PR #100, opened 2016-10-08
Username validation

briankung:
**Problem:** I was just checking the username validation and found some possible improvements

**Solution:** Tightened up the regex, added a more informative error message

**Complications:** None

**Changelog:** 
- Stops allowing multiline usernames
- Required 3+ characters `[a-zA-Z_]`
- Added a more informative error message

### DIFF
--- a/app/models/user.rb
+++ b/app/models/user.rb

◆ ◆ ◆

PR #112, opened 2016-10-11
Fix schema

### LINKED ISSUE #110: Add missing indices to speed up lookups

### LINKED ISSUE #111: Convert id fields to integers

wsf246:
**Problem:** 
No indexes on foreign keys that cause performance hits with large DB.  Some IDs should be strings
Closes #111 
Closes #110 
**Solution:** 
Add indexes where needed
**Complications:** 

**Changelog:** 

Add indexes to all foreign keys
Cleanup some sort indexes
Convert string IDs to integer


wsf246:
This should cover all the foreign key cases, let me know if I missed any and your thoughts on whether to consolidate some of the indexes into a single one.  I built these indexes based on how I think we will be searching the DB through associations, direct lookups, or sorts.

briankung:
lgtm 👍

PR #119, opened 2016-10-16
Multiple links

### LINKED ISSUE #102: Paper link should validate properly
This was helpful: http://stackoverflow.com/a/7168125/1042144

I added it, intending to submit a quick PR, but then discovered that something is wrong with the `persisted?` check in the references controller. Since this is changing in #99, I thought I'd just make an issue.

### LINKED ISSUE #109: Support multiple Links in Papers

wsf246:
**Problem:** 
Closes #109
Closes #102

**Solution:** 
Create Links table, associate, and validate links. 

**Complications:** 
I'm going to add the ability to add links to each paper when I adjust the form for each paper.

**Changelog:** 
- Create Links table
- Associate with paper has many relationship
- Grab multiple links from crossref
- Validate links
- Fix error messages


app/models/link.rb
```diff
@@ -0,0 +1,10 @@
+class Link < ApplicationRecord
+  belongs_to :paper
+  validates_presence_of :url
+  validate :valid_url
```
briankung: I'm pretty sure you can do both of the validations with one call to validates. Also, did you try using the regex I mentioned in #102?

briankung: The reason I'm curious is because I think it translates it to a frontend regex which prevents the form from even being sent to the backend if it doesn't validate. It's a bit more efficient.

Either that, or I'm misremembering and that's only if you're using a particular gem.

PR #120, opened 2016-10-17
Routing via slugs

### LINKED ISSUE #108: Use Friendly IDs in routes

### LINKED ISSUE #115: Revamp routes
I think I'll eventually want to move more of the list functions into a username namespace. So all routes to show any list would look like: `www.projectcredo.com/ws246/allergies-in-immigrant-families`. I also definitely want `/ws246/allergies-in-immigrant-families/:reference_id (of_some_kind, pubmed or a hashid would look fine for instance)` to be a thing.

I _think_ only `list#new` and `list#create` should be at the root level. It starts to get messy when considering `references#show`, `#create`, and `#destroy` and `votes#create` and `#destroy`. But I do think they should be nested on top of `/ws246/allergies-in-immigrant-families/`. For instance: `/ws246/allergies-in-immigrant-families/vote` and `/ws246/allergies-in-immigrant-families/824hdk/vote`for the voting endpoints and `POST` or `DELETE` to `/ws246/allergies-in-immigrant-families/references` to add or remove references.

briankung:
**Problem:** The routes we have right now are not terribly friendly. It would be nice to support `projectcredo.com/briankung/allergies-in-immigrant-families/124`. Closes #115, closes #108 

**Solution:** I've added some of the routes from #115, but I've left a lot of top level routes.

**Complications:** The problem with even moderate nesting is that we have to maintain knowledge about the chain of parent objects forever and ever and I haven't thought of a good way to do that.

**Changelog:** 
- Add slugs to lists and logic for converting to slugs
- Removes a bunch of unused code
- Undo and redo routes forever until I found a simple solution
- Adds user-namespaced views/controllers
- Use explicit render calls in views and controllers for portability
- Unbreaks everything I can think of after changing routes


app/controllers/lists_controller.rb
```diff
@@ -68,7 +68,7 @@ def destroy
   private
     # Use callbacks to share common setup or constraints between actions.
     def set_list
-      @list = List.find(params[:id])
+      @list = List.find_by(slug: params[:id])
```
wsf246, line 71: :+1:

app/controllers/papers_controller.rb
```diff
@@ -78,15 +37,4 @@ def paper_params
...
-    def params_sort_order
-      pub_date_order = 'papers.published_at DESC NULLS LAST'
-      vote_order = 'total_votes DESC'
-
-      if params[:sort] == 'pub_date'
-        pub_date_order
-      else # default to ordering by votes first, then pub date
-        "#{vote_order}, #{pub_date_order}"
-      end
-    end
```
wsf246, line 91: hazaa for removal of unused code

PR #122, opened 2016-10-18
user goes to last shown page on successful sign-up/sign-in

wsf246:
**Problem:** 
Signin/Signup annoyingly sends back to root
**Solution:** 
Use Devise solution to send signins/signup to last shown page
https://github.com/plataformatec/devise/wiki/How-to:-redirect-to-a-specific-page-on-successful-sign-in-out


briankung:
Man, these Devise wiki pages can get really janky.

◆ ◆ ◆

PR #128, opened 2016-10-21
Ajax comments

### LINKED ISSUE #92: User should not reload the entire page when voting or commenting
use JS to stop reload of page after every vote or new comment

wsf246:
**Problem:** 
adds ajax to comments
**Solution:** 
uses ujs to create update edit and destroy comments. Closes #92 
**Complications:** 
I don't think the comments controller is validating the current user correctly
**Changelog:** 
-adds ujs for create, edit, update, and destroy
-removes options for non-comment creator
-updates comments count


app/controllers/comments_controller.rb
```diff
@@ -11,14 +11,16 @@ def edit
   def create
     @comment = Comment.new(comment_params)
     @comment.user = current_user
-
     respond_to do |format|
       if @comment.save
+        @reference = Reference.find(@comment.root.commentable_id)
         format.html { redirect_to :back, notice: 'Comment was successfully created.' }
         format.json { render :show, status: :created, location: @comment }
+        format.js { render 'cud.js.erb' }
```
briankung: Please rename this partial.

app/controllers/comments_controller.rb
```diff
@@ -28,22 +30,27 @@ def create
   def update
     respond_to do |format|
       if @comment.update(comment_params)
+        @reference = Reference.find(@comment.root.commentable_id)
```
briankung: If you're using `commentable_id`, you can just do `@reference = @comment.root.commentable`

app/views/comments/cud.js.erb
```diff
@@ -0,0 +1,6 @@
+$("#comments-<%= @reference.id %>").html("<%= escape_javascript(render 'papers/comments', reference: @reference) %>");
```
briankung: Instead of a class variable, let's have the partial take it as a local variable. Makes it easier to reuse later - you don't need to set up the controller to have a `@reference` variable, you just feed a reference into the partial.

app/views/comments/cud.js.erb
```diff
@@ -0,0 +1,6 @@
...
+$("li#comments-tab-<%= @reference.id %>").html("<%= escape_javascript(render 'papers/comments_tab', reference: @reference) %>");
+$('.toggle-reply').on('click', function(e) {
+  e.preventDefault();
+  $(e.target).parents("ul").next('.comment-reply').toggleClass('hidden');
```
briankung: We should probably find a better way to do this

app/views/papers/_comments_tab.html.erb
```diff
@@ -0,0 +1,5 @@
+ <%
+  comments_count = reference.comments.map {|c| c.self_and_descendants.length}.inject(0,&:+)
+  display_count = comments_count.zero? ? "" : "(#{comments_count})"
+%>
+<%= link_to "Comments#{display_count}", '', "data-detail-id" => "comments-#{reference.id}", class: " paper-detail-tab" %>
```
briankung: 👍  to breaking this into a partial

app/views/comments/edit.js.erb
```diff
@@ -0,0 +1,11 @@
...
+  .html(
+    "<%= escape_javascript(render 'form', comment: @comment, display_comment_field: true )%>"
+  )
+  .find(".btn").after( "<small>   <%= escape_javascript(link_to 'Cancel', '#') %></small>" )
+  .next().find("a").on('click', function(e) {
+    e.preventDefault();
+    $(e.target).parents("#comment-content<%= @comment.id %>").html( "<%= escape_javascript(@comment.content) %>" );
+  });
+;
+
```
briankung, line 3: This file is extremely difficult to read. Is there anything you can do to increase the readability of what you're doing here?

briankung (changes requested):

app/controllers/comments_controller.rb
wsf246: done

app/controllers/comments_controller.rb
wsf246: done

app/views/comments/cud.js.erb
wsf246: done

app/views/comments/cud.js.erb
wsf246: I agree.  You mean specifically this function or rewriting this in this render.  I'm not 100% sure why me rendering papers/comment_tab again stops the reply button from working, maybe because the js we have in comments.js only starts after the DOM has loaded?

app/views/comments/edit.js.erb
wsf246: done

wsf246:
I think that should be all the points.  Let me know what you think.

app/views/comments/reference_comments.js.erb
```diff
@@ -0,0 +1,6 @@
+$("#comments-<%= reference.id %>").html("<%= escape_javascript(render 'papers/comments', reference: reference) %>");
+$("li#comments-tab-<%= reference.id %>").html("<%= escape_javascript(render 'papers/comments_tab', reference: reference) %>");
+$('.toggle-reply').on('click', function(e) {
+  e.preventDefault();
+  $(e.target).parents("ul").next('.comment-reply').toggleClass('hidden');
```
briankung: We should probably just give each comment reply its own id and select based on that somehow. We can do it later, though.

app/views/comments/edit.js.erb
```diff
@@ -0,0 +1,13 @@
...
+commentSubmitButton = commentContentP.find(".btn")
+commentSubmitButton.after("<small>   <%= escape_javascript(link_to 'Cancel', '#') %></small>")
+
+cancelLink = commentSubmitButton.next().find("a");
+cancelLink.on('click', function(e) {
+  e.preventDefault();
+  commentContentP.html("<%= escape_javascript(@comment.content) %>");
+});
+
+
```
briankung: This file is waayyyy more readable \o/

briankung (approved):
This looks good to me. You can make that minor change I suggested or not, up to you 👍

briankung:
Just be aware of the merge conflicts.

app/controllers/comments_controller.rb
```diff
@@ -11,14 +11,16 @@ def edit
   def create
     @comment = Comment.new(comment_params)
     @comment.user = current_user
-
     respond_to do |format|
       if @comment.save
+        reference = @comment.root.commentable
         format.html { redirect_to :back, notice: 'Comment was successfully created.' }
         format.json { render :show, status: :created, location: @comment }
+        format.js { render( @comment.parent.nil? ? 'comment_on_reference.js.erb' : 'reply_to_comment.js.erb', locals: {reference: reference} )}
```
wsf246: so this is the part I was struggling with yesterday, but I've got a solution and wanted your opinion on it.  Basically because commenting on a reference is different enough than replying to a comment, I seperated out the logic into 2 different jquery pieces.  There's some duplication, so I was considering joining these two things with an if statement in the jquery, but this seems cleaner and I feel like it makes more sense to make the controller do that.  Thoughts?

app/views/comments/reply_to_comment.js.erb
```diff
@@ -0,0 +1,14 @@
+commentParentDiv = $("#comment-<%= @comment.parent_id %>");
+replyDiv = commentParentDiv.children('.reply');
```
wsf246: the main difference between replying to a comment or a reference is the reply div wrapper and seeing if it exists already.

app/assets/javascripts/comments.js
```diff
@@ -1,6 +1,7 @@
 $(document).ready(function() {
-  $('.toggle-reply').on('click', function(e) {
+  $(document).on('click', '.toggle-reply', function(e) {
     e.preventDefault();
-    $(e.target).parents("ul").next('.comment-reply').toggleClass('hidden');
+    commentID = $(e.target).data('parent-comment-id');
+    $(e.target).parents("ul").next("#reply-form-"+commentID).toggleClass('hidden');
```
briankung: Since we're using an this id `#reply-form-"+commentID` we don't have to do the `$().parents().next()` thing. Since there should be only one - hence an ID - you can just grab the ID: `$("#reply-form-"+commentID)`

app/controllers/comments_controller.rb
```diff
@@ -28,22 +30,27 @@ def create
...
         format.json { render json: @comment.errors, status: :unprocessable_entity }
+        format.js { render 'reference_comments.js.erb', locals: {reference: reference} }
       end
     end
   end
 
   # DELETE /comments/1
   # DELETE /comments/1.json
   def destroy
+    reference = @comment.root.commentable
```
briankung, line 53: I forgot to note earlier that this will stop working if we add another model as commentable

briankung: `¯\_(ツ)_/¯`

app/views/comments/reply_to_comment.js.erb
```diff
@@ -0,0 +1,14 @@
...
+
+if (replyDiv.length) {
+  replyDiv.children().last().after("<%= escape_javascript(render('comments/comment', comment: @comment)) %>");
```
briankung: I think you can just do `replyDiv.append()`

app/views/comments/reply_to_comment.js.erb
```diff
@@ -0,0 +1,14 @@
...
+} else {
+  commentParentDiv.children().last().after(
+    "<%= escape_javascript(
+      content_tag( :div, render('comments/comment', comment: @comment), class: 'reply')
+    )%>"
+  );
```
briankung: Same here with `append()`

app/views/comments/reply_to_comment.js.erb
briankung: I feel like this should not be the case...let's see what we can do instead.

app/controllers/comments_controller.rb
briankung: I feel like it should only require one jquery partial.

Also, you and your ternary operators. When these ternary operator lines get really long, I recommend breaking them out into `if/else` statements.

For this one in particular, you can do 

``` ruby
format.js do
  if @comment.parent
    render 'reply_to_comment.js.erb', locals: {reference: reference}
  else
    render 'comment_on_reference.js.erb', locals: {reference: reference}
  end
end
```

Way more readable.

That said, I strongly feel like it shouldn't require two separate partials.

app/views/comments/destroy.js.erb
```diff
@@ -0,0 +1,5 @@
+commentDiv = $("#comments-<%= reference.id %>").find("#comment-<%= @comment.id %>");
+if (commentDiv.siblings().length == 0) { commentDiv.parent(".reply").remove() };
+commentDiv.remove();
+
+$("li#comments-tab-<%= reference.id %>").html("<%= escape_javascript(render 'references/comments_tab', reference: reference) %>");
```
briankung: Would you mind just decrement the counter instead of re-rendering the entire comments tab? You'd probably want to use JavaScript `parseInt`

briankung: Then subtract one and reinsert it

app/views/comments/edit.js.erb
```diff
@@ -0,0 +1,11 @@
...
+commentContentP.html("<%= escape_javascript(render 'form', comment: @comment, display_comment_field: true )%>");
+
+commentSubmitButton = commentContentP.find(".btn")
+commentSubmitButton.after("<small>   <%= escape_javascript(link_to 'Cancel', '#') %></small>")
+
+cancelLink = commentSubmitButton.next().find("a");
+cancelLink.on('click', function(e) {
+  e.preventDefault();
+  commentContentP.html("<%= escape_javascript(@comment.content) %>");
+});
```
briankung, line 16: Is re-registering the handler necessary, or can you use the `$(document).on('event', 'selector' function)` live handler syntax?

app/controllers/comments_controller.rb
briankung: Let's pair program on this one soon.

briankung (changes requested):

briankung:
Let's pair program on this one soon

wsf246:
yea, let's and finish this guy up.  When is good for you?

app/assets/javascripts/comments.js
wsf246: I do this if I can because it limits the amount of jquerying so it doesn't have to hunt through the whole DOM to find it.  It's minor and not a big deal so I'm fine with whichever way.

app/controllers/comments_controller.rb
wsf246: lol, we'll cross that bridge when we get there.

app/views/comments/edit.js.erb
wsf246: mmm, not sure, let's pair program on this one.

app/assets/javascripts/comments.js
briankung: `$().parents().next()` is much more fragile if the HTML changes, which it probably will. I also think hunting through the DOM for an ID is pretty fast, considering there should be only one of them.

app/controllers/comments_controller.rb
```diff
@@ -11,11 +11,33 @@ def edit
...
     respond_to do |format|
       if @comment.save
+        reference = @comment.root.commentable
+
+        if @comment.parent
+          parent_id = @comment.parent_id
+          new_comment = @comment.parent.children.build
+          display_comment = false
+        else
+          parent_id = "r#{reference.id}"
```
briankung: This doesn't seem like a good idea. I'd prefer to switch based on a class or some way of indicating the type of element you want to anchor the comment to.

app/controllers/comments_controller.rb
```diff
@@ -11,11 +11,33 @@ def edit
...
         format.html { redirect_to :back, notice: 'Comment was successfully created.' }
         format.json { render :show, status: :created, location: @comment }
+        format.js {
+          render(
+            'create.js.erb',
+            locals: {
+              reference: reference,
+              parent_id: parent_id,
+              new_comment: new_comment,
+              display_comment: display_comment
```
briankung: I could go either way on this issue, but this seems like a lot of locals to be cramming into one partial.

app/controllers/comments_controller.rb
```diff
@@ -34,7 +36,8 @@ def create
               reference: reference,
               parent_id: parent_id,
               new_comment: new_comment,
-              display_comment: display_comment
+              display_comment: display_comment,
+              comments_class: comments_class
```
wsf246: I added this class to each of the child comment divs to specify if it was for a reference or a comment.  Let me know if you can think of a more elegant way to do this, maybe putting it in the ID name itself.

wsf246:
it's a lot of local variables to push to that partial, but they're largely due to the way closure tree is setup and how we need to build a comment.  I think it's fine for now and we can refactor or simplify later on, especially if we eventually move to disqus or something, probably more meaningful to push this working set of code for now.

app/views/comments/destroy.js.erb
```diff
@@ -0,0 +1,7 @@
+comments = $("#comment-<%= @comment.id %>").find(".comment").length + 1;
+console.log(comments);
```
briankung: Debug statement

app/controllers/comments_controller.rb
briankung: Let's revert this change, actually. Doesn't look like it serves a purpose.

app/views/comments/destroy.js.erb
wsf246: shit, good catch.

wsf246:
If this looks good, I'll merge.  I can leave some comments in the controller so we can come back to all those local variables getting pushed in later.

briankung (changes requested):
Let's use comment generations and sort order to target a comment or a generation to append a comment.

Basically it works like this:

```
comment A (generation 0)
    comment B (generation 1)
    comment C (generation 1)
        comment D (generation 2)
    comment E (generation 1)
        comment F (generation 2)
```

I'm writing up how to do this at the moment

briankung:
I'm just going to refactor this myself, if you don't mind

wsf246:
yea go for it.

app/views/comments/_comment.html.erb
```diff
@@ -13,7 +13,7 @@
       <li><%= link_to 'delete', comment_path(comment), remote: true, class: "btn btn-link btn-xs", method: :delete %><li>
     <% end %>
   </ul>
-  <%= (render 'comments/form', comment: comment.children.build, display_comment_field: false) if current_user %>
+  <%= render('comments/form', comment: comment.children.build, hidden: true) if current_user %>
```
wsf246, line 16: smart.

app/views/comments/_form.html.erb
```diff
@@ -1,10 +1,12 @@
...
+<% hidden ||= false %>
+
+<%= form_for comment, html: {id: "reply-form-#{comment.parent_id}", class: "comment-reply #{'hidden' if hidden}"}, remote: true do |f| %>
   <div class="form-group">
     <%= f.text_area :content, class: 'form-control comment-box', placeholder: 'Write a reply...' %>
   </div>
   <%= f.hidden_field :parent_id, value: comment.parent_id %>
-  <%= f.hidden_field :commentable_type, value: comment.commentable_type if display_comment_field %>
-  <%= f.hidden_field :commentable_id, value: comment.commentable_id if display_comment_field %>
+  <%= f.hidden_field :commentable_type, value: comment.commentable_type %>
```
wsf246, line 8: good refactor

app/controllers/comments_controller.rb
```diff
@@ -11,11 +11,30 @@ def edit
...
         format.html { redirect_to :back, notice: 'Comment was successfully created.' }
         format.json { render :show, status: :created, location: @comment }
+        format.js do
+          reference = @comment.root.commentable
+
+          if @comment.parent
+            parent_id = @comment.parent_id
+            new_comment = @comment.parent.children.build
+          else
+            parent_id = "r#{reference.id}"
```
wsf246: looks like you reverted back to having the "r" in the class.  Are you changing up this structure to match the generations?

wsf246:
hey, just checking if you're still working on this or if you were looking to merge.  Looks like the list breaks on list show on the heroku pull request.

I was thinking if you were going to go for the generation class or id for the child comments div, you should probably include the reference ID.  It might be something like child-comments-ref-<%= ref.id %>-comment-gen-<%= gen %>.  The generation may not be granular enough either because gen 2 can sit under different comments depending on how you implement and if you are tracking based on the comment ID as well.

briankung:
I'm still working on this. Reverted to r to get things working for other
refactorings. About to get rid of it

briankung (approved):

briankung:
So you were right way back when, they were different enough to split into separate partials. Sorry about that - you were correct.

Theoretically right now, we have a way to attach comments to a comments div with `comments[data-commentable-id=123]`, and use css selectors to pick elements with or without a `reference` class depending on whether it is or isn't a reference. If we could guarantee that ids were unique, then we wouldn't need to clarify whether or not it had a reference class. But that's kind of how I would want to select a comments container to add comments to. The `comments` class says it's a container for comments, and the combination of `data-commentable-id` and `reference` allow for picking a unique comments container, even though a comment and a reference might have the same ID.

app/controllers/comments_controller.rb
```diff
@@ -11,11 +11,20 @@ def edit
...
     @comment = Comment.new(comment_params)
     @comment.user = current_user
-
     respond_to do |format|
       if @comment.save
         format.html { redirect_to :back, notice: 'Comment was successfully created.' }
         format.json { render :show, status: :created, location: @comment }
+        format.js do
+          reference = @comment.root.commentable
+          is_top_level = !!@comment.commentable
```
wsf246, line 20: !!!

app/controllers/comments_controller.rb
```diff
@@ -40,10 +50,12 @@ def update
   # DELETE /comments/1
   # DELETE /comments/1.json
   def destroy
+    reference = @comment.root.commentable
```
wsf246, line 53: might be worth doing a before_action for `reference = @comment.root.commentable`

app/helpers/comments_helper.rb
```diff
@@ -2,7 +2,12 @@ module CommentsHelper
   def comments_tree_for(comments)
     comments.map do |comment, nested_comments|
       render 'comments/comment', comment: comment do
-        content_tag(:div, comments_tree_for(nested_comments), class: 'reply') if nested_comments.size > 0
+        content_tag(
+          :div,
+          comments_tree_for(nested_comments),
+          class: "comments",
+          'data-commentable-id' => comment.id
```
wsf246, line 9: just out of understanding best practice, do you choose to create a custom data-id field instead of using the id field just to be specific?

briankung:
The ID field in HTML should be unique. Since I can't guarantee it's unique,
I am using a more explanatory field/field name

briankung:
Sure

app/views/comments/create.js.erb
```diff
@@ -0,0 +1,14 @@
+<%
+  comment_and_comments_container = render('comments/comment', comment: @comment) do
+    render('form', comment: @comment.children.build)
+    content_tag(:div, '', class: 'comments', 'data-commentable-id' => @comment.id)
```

◆ ◆ ◆

WHAT IS NEEDED =>
Output should match, line for line, the stretch of the material above from the line holding "PR #100, opened 2016-10-08" through the line holding "- Stops allowing multiline usernames".

REPLY =>
PR #100, opened 2016-10-08
Username validation

briankung:
**Problem:** I was just checking the username validation and found some possible improvements

**Solution:** Tightened up the regex, added a more informative error message

**Complications:** None

**Changelog:** 
- Stops allowing multiline usernames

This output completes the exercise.